L’idée sous-jacente dans l’Ancien Testament est qu’il existe un lien entre les
tenants de la Loi. Ils appartiennent tous au peuple des justes. Ils sont censés
être unis par le lien de la sanctification. Dans ce contexte, aimer, c’est
affermir l’entité divino-humaine du peuple juif.
Le Christ ne nous fait pas appartenir à un peuple
particulier. En aimant, nous constituons le peuple des aimés. C’est pourquoi
Jésus proposa la parabole du Bon Samaritain en réponse au docteur de la Loi qui
lui demandait : Qui est mon prochain ? À cette question, le Seigneur a répondu
par une autre: Lequel s’est montré le prochain de l’homme tombé aux mains des
brigands ?. Le docteur ayant répondu : Celui-là qui a pratiqué la miséricorde,
Jésus lui dit : Va, et toi aussi, fais de même (Lc 10,9-37). Il a voulu dire que
tout homme nous reste étranger tant que nous ne prenons pas en considération ses
douleurs et sa solitude.

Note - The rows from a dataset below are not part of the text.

PR #1989, opened 2024-07-08
[MOD-3048] Disallow `enable_memory_snapshot=True` with parameterized classes

mattnappo:
Temporary patch until we fix the root problem on the backend.

### DIFF
--- a/modal/app.py
+++ b/modal/app.py
@@ -723,6 +723,13 @@ class _App:
             ):
                 raise InvalidError("A class must have `enable_memory_snapshot=True` to use `snap=True` on its methods.")
 
+            # Disallow enable_memory_snapshot for parameterized classes
+            methods = dict(inspect.getmembers(user_cls, inspect.isfunction))
+            if init := methods.get("__init__", False):
+                params = inspect.signature(init).parameters
+                if enable_memory_snapshot and len(params) > 1:
+                    raise InvalidError("Cannot use parameterized classes with `enable_memory_snapshot=True`.")
+
             tag: str = user_cls.__name__
             self._add_object(tag, cls)
             return cls
--- a/modal/app.py
+++ b/modal/app.py
@@ -731,7 +731,7 @@ class _App:
                 if len(params) > 1:
                     name = user_cls.__name__
                     raise InvalidError(
-                        f"In class '{name}': Cannot use parameterized classes with `enable_memory_snapshot=True`."
+                        f"Cannot use class parameterization in class {name} with `enable_memory_snapshot=True`."
                     )
 
             tag: str = user_cls.__name__
--- a/modal/app.py
+++ b/modal/app.py
@@ -724,11 +724,13 @@ class _App:
                 raise InvalidError("A class must have `enable_memory_snapshot=True` to use `snap=True` on its methods.")
 
             # Disallow enable_memory_snapshot for parameterized classes
+            # TODO(matt) Temporary fix for MOD-3048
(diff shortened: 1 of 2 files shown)


modal/app.py
```diff
@@ -723,6 +723,13 @@ def wrapper(user_cls: CLS_T) -> _Cls:
             ):
                 raise InvalidError("A class must have `enable_memory_snapshot=True` to use `snap=True` on its methods.")
 
+            # Disallow enable_memory_snapshot for parameterized classes
+            constructor = dict(inspect.getmembers(user_cls, inspect.isfunction)).get("__init__")
+            if enable_memory_snapshot and constructor:
+                params = inspect.signature(constructor).parameters
+                if len(params) > 1:
+                    raise InvalidError("Cannot use parameterized classes with `enable_memory_snapshot=True`.")
```
thundergolfer, line 731: I think it'll be more user friendly if the error message includes the name of the class so the user can more quickly go to the problematic source.

thundergolfer: I think this code block should also have a TODO which references a Linear ticket (MOD-123) about supporting this properly.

Il ne nous demande donc pas d’avoir simplement pitié.
La pitié est le résultat d’un sentiment spontané. Il veut nous dire qu’aimer
c’est aider. Pour Jésus, c’est par l’amour actif que se constitue le peuple des
aimés.
Pourquoi la Loi a-t-elle prescrit d’aimer ? La Loi ne
laisse personne agir à sa guise. Elle ne connaît pas d’amour-passion. L’homme
peut avoir des passions pour ou contre les autres, comme il peut ne pas en
avoir. Le sujet de son animosité peut mourir, comme il peut lui arriver lui-même
de périr. S’il meurt en état de rancœur, il meurt séparé des autres. Le lien qui
l’unissait à eux au sein du peuple saint est défait. Si nous excluons quelqu’un
de l’amour, nous nous en excluons aussi. Nous excluons aussi Dieu qui illumine
notre unité existentielle. Or, il est dit : Aimez vos ennemis (Mt 5,44). Aimer
l’ennemi, c’est se débarrasser de tout esprit d’inimitié. C’est aider l’ennemi à
s’en débarrasser lui aussi et en tout cas l’aider à se libérer de l’exclusion.
Si l’amour représente un code de conduite et de vie entre les humains, il s’en
suit qu’il n’est pas dû aux qualités de la personne qu’il nous faut aimer. Elle
peut être répugnante dans tous les sens du terme. Il n’est pas en effet donné à
tout un chacun de briller d’un éclat divin. Il peut ne pas être doté d’une
politesse exquise. Il se peut qu’il n’aie pas été effleuré par quelque peu de
civilisation. Il faut pourtant l’aimer tel qu’il est pour naître à nouveau. Nous
n’aimons pas quelqu’un parce qu’il le mérite ou pour qu’il nous paye de retour.
Son âme peut être avare, aride et dépourvue de toute bienveillance. Tout cela ne
doit pas nous freiner, car nous devons vivre de la grâce descendue d’en haut.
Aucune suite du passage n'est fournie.